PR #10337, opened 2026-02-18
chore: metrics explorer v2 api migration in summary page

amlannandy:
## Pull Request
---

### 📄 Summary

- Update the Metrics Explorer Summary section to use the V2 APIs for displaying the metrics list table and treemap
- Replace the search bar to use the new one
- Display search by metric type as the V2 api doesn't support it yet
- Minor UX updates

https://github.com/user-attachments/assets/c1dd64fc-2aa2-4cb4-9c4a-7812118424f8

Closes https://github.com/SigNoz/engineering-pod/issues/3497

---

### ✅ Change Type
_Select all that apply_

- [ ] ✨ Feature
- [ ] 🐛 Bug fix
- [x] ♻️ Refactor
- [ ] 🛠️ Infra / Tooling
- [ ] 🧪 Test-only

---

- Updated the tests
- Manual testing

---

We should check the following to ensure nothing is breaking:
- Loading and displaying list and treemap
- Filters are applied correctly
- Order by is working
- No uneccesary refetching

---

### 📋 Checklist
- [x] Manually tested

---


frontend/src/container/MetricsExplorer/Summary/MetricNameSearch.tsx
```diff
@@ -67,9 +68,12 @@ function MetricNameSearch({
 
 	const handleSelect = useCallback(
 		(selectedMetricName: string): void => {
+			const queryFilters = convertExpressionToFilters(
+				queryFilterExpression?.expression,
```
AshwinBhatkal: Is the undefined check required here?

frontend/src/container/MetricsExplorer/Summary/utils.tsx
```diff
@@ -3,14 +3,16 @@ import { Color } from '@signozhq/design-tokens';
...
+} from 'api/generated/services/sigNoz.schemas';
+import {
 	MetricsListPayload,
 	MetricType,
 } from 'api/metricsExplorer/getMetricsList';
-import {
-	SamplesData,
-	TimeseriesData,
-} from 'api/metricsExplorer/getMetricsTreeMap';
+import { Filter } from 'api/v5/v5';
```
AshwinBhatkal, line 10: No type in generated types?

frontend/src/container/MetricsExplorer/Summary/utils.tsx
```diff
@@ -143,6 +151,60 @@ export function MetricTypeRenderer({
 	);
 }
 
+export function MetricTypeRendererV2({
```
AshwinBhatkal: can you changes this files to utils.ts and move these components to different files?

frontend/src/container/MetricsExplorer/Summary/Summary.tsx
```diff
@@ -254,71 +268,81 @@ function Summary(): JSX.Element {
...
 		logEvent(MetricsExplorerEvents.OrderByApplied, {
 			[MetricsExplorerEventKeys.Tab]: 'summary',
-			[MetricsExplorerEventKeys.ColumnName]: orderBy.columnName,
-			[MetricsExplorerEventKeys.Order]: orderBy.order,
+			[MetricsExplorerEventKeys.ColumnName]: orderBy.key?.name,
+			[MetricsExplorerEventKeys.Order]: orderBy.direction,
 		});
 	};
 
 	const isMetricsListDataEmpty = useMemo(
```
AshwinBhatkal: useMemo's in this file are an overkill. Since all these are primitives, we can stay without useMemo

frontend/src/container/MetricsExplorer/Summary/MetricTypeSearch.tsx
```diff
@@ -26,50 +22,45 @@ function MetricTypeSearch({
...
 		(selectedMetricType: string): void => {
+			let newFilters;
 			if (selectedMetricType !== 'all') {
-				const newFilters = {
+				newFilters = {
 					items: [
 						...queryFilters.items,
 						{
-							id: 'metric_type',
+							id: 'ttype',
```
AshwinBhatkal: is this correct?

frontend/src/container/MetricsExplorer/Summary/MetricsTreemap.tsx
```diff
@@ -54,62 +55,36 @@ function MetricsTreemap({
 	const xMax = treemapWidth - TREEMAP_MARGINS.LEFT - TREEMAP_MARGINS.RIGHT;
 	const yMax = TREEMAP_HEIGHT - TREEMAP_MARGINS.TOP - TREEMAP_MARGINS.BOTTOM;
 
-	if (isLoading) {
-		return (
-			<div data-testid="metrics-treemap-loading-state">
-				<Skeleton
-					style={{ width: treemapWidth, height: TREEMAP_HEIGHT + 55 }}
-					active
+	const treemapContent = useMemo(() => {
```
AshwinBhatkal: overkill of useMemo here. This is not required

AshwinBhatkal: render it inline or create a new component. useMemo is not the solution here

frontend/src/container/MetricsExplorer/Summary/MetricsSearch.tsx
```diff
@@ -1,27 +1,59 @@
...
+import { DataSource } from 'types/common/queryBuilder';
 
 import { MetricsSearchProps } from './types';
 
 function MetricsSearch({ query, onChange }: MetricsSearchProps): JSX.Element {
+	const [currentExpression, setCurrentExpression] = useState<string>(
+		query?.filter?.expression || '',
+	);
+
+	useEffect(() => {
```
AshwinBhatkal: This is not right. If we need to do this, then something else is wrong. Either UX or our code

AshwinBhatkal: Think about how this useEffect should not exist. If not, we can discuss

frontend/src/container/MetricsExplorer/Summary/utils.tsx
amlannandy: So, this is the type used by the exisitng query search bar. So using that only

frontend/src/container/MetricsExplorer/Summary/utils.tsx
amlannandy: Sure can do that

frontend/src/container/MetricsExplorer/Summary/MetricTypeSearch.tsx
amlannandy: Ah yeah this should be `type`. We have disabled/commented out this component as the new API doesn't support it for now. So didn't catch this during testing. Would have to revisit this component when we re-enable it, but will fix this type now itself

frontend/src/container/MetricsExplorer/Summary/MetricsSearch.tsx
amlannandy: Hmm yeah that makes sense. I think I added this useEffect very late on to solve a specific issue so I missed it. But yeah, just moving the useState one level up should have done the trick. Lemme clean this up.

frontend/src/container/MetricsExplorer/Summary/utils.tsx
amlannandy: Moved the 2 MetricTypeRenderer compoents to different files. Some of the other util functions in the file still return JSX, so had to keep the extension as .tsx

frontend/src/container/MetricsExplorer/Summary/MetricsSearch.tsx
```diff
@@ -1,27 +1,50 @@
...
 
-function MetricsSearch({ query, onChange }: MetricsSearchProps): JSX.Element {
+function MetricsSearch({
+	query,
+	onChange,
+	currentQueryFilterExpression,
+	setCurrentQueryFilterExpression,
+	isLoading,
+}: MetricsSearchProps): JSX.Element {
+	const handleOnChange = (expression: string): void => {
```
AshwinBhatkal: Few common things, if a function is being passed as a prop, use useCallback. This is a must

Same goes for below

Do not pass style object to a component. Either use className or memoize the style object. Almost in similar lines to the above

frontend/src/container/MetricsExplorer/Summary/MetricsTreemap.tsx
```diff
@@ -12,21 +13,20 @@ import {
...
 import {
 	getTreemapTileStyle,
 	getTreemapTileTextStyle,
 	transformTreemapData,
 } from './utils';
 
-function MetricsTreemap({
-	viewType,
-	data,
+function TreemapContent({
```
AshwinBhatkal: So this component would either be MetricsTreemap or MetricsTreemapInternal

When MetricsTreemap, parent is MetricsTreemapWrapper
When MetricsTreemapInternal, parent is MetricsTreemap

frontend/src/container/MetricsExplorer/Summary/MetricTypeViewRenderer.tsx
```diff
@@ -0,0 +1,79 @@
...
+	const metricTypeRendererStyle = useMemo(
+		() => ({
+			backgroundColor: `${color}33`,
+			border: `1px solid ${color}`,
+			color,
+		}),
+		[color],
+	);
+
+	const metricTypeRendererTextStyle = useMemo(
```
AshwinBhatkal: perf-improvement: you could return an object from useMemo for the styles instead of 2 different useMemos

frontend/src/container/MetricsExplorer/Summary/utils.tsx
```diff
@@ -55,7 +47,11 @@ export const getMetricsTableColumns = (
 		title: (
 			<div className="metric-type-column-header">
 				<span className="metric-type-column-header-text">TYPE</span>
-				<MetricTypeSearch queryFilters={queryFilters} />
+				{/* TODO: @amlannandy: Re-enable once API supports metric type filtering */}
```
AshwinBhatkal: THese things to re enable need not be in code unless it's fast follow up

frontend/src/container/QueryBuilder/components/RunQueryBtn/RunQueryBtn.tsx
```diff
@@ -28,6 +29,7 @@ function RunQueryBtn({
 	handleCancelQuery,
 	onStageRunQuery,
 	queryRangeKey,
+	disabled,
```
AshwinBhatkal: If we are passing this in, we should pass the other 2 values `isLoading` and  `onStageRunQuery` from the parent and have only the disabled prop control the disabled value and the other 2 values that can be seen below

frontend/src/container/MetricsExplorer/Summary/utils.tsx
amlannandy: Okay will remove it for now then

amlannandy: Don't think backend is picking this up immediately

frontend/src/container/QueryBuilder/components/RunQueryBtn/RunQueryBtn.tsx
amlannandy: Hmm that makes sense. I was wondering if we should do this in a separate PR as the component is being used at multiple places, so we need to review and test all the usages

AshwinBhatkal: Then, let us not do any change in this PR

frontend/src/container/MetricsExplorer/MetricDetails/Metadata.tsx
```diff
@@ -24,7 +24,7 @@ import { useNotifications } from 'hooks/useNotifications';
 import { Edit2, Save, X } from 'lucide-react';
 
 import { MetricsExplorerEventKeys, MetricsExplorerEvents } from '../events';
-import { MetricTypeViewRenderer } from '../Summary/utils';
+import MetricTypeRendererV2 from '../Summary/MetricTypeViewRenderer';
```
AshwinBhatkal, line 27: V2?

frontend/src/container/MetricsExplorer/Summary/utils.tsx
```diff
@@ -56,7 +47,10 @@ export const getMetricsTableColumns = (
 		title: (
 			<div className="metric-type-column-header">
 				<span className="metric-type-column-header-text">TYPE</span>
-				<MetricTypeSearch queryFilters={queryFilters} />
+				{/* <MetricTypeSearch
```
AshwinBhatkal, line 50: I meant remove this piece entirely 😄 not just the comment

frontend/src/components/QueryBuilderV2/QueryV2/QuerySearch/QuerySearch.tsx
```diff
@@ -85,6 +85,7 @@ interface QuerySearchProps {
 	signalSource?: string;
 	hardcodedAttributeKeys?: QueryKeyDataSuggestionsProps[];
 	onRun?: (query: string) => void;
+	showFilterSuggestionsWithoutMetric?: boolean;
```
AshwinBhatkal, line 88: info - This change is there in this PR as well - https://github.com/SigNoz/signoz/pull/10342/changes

Problem to work on. Take the lines from the first line of the listing to the line containing "- Update the". Please print them exactly, ends included, with nothing else.

Response area.
PR #10337, opened 2026-02-18
chore: metrics explorer v2 api migration in summary page

amlannandy:
## Pull Request
---

### 📄 Summary

- Update the Metrics Explorer Summary section to use the V2 APIs for displaying the metrics list table and treemap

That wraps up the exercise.